# Samsung Evo SSD 750 oder 850?



## Cloky (22. Juli 2016)

Moin,

ich möchte mir neben meiner jetzigen SSD (SanDisk Extreme 240GB) eine weitere zulegen. 
Diese Festplatte soll primär für Games benutzt werden, viel anderes wird nicht drauf kommen.

Nun die Frage:

Gibt es große leistungsunterschiede zw. der Samsung Evo 750 und der 850 mit jeweils 250GB?

Den größten unterschied, den ich im Moment feststellen  kann, ist der Preis (ca 30€ unterschied).

Ich habe einen Vergleich gefunden bei dem die Schreib und Leseraten gleich sind, der cache ist jedoch anders etc.
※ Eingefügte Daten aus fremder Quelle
PR #101, opened 2017-03-27
Support date/time fields in gt, lt, gte & lte filter expressions

spiegela:
Should be fairly self explanatory.

I've looked through the code of the Mem, Elasticsearch and MongoDB adapters, and this appears that it should work fine. I tested all the way through with the Elasticsearch adapter, and it works great.

Let me know if there are any questions!

### DIFF
--- a/schema/query.go
+++ b/schema/query.go
@@ -64,25 +64,25 @@ type NotExist struct {
 // GreaterThan matches values that are greater than a specified value.
 type GreaterThan struct {
 	Field string
-	Value float64
+	Value interface{}
 }
 
 // GreaterOrEqual matches values that are greater than or equal to a specified value.
 type GreaterOrEqual struct {
 	Field string
-	Value float64
+	Value interface{}
 }
 
 // LowerThan matches values that are less than a specified value.
 type LowerThan struct {
 	Field string
-	Value float64
+	Value interface{}
 }
 
 // LowerOrEqual matches values that are less than or equal to a specified value.
 type LowerOrEqual struct {
 	Field string
-	Value float64
+	Value interface{}
 }
 
 // Regex matches values that match to a specified regular expression.
@@ -156,9 +156,13 @@ func validateQuery(q map[string]interface{}, validator Validator, parentKey stri
 			if parentKey == "" {
 				return nil, fmt.Errorf("%s can't be at first level", op)
 			}
-			n, ok := isNumber(exp)
-			if !ok {
-				return nil, fmt.Errorf("%s: value for %s must be a number", parentKey, op)
+			var v interface{}
+			if n, ok := isNumber(exp); ok {
+				v = n
+			} else if t, ok := isTime(exp); ok {
+				v = t
+			} else {
+				return nil, fmt.Errorf("%s: value for %s must be a number or time", parentKey, op)
 			}
 			if field := validator.GetField(parentKey); field != nil {
 				if field.Validator != nil {
@@ -174,13 +178,13 @@ func validateQuery(q map[string]interface{}, validator Validator, parentKey stri
 			}
 			switch op {
 			case "$gt":
-				queries = append(queries, GreaterThan{Field: parentKey, Value: n})
+				queries = append(queries, GreaterThan{Field: parentKey, Value: v})
 			case "$gte":
-				queries = append(queries, GreaterOrEqual{Field: parentKey, Value: n})
+				queries = append(queries, GreaterOrEqual{Field: parentKey, Value: v})
 			case "$lt":
-				queries = append(queries, LowerThan{Field: parentKey, Value: n})
+				queries = append(queries, LowerThan{Field: parentKey, Value: v})
 			case "$lte":
-				queries = append(queries, LowerOrEqual{Field: parentKey, Value: n})
+				queries = append(queries, LowerOrEqual{Field: parentKey, Value: v})
 			}
 		case "$in", "$nin":
 			op := key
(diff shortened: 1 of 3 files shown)


schema/query.go
```diff
@@ -354,25 +358,33 @@ func (e NotExist) Match(payload map[string]interface{}) bool {
 // Match implements Expression interface
 func (e GreaterThan) Match(payload map[string]interface{}) bool {
 	n, ok := isNumber(getField(payload, e.Field))
-	return ok && (n > e.Value)
+	if ok {
+		return ok && (n > e.Value.(float64))
+	}
+	t, ok := isTime(getField(payload, e.Field))
+	if ok {
```
spiegela: Thanks for the tips. Still getting used to the idioms in Go. In this block there are actually 2 type conversion checks (for both the field & filter values), so I'd like to get your feedback on the options to check each.  This stays more concise and inline with the original code:

```go
if t, ok := isTIme(getField(payload, e.Field)); ok {
    t2, ok2 := isTime(e.Value)
    return ok2 && t.After(t2)
}
```

This other seems more clear:

```go
if t, ok := isTIme(getField(payload, e.Field)); ok {
    if t2, ok2 := isTime(e.Value); ok2 {
        return t.After(t2)
    }
}
```

I'm leaning towards the 2nd option. Either is good by me.

schema/query.go
```diff
@@ -354,25 +358,33 @@ func (e NotExist) Match(payload map[string]interface{}) bool {
...
+		t2, ok := isTime(e.Value)
+		return ok && (t.After(t2))
+	}
+	return false
 }
 
 // Match implements Expression interface
 func (e GreaterOrEqual) Match(payload map[string]interface{}) bool {
```
spiegela: Whoops.  Should have pushed those as well.  I'll correct this once I finalize the other fixes.

schema/utils.go
```diff
@@ -35,6 +38,23 @@ func isNumber(n interface{}) (float64, bool) {
 	}
 }
 
+// isTime takes an interface as input, and returns a time.Time if the type is
+// a string and is formatted with RFC3339
+func isTime(t interface{}) (time.Time, bool) {
+	var t2 time.Time
+	var isTime bool
+	if tStr, ok := t.(string); ok {
+		t2, err := time.Parse(time.RFC3339, tStr)
```
rs: You should support all the formats defined in the [`time` validator](https://github.com/rs/rest-layer/blob/master/schema/time.go#L38).

The problem here, is that we don't have access to the schema, so we don't know if the field is supposed to be a time, and if user defines custom formats on the time field, these won't be supported here.

schema/query.go
```diff
@@ -64,25 +64,25 @@ type NotExist struct {
 // GreaterThan matches values that are greater than a specified value.
 type GreaterThan struct {
 	Field string
-	Value float64
+	Value interface{}
```
rs: Should be type `Value` instance of `interface{}`.

schema/query.go
rs: The `e.Value` should be casted to `time.Time` by `validateQuery` and `isTime` does not seem to check if the passed value is already a `time.Time`.

Also, as the data in the payload should be stored as casted by the validator (at least with mem storage which is the only storer to use those methods), shouldn't it be stored as a `time.Time` too?

Looks like the only case were those condition would work is when we compare a non time field with a time-like value.

In my understanding the condition should be written like this:

```go
func (e GreaterThan) Match(payload map[string]interface{}) bool {
	val := getField(payload, e.Field)
	if val, ok := isNumber(val); ok {
		if cond, ok := isNumber(e.Value) {
			return val > cond
		}
	}
	if val, ok := val.(time.Time); ok {
		if cond, ok := e.Value.(time.Time); ok {
			return val.After(cond)
		}
	}
	return false
}
```

schema/query_test.go
```diff
@@ -102,6 +111,10 @@ func TestParseQuery(t *testing.T) {
 	q, err = ParseQuery("{\"foo\": {\"$nin\": [\"bar\", \"baz\"]}}", s)
 	assert.NoError(t, err)
 	assert.Equal(t, Query{NotIn{Field: "foo", Values: []Value{"bar", "baz"}}}, q)
+	q, err = ParseQuery("{\"foo\": {\"$gte\": \"2009-05-20T10:23:34+00:00\"}}", s)
```
rs: We need a test that test against a field with a `Time` validator. Here your test is against a non-typed field which should not allow queries against time.

schema/query_test.go
```diff
@@ -158,7 +171,7 @@ func TestQueryInvalidType(t *testing.T) {
 	_, err = ParseQuery("{\"foo\": {\"$gt\": 1}}", s)
 	assert.EqualError(t, err, "foo: cannot apply $gt operation on a non numerical field")
 	_, err = ParseQuery("{\"bar\": {\"$gt\": \"1\"}}", s)
-	assert.EqualError(t, err, "bar: value for $gt must be a number")
+	assert.EqualError(t, err, "bar: value for $gt must be a number or time")
```
rs: It must be of the same type as the field. A query comparing time against number should not be possible.

schema/query.go
```diff
@@ -156,9 +156,13 @@ func validateQuery(q map[string]interface{}, validator Validator, parentKey stri
 			if parentKey == "" {
 				return nil, fmt.Errorf("%s can't be at first level", op)
 			}
-			n, ok := isNumber(exp)
-			if !ok {
-				return nil, fmt.Errorf("%s: value for %s must be a number", parentKey, op)
+			var v interface{}
+			if n, ok := isNumber(exp); ok {
+				v = n
+			} else if t, ok := isTime(exp); ok {
```
rs: You should only accept time condition if the validator is of type `Time` and number if of type `Float` or `Integer` (see on line 166 below).

Here you blindly accept time or number, and only on number fields and you refuse both on time fields.

schema/utils.go
rs: Actually we do, as this method should only be called from `validateQuery`. You can thus pass it the formats defined on the `Time` validator.

Dragomir-Ivanov:
Hi there,
What is the status of this merge request? What is needed to be polished for this to be merged? I need Date/Time filtering as well.

Thanks and regards

smyrman:
@Dragomir-Ivanov, I think this PR is pretty out of date. There is now a separate `query` package that didn't exist when the PR was started. There are also a few things to clean up to make sure it works as intended. If you want to have a try at it, it might just as good to start from scratch.

You could still look at this PR for inspiration.

smyrman:
Closing this one as it's out of date. Maybe a good solution could be implemented as part of #170.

Leider sagen mir die meisten der Unterschiede nicht viel, weswegen ich hier frage.
Produktvergleich Samsung SSD 850 Evo 250GB, SATA, Samsung SSD 750 Evo 250GB, SanDisk Ultra II 240GB | Geizhals Deutschland

Ist die 850 den Preisunterschied eurer Meinung nach wert?

Ich würde mich natürlich auch noch anderweitig beraten lassen! Wenn ihr andere vorschläge habt immer her damit. (Bitte nicht über ca. 90€ )


----------



## flotus1 (22. Juli 2016)

Die beiden SSDs sind grundverschieden. Während die 850 ihre hohe Schreibrate auch bei größeren Datenmengen halten kann bricht die 750 (wie alle SSDs in dieser Preisklasse) ein sobald der SLC-Cache voll ist. Dieser ist bei der 250GB-Variante mickrige 3GB groß. Zugriffszeiten und Leserate bleiben davon natürlich unangetastet. Außer bei der Installation der Spiele wirst du demnach kaum etwas davon merken dass deine SSD günstig war.
Die 750Evo unterscheidet bis auf den Markennamen wenig von teilweise deutlich günstigeren SSDs bzw. fällt gegen ähnlich teure Modelle zurück. Meine Tipps falls es keine 80€ sein sollen:

SK Hynix Canvas SL301 250GB, SATA (HFS250G32TND-3112A) Preisvergleich | Geizhals Deutschland
SanDisk Ultra II 240GB Preisvergleich | Geizhals Deutschland

Ansonsten kannst du dir natürlich die Samsung 850 Evo gönnen.


----------



## Cloky (22. Juli 2016)

Wenn man jetzt mal bspw die SK Hynix und die 850Evo vergleicht, gibt es da große unterschiede im allgemeinen?

Gibt es da nur unterschiede von Sekunden bspw. beim Installieren, oder kann die 850 einem verglichen Minuten sparen?


----------



## Incredible Alk (22. Juli 2016)

Technische Unterschiede zwischen den beiden SSDs sind sehr groß, der Unterschied in der normalen Praxis eines PC-Nutzers ohne spezielle Sonderaufgaben ist genau Null.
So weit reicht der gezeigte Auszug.